Der Hunger nach Rechenleistung für Künstliche Intelligenz sprengt die Kapazitäten des britischen Stromnetzes. Allein im Vereinigten Königreich fehlen schätzungsweise 50 Gigawatt an Leistung für geplante Rechenzentren. Ceres Power will diese Lücke mit Brennstoffzellen vor Ort schließen.

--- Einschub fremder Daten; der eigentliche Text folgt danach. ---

PR #2828, opened 2026-03-30
Update Java version to 26

pjfanning:
just an experiment to see what breaks

### DIFF
--- a/.github/workflows/build-test-prValidation.yml
+++ b/.github/workflows/build-test-prValidation.yml
@@ -36,11 +36,11 @@ jobs:
       - name: Cache Coursier cache
         uses: coursier/cache-action@90c37294538be80a558fd665531fcdc2b467b475 # 8.1.0
 
-      - name: Setup Java 17
+      - name: Setup Java 26
         uses: actions/setup-java@v5
         with:
           distribution: temurin
-          java-version: 17
+          java-version: 26
 
       - name: Install sbt
         uses: sbt/setup-sbt@508b753e53cb6095967669e0911487d2b9bc9f41 # v1.1.22
@@ -69,11 +69,11 @@ jobs:
           fetch-tags: 0
           persist-credentials: false
 
-      - name: Setup Java 17
+      - name: Setup Java 26
         uses: actions/setup-java@v5
         with:
           distribution: temurin
-          java-version: 17
+          java-version: 26
 
       - name: Install sbt
         uses: sbt/setup-sbt@508b753e53cb6095967669e0911487d2b9bc9f41 # v1.1.22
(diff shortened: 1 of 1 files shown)


He-Pin (commented):
This PR changes CI to exclusively use Java 26, dropping Java 17 and 21. Given that Pekko targets multiple Java versions, this could break compatibility testing for users still on Java 17/21.

**Recommendation:** This should not replace the existing Java 17/21 matrix entries. Instead, Java 26 should be added as an additional matrix entry alongside the existing versions, or this should be a separate experimental workflow. The PR description says 'just an experiment' -- consider whether this should be converted to a draft or closed in favor of a proper matrix expansion.

He-Pin (commented):
## Deep CR: PR #2828 - Update Java version to 26

### Architecture Review

This PR changes CI to exclusively use Java 26, replacing Java 17 and Java 21 in all workflow jobs. The PR description explicitly states "just an experiment to see what breaks."

### Concerns

**1. Single Java Version Testing is Insufficient**
Pekko 2.0 targets Java 17+ as its minimum. Testing ONLY on Java 26 means:
- Regression on Java 17 (the actual minimum supported version) will not be caught
- Java 21 LTS (the most widely deployed LTS between 17 and 26) will not be tested
- Users on Java 17-25 have no CI guarantee of compatibility

**2. Experiment vs Production CI**
This PR modifies the `build-test-prValidation.yml` workflow which is the primary CI pipeline for PR validation. Experiments should use a separate workflow file (e.g., `build-test-java26-experimental.yml`) that does not block regular PRs.

**3. Missing Context on Why Java 26**
Java 26 is the latest release at the time of this PR (April 2026). Testing on it is valuable, but replacing existing LTS testing is not. The correct approach is a matrix:
- Java 17 (minimum supported)
- Java 21 (LTS, most common production version)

Netzengpass als Wachstumstreiber
Lange Wartezeiten für Netzanschlüsse bremsen Tech-Giganten massiv aus. Ceres Power bietet mit seiner Festoxid-Technologie (SOFC) eine netzunabhängige Alternative. Im Vergleich zu Dieselgeneratoren arbeiten die Systeme hocheffizient und flexibel.
Die Kommerzialisierung treibt das Unternehmen über starke Partner voran. Centrica und Delta Electronics integrieren die Technik in ihre Energieplattformen. Die Systeme nutzen aktuell Erdgas, sind aber für den späteren Betrieb mit Wasserstoff ausgelegt.
Strategische Allianz für die Serie
Neu im Portfolio ist die Plattform „Ceres Endura“. Der 10,8-Kilowatt-Stack ist speziell auf die Anforderungen von industriellen Großkunden zugeschnitten. Das System erhielt kürzlich einen Innovationspreis der Branche.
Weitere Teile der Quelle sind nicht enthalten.